#### Dataset entries:
-- Opening Marker --
PR #106, opened 2024-09-26
Fix bugs in how size and arraysize were being handled

JeremyMcCormick:
Fix obvious bug where wrong arraysize variable was being used in setting size.

Do not set arraysize automatically for fields with length of 1.

## Checklist

- [ ] Ran Jenkins

### DIFF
-- Closing Marker --
#### TASK DIRECTIONS:
Among the entries above, count every line containing the string "being". Your reply must be that number alone.

#### OUTPUT FOR THIS EXERCISE:
2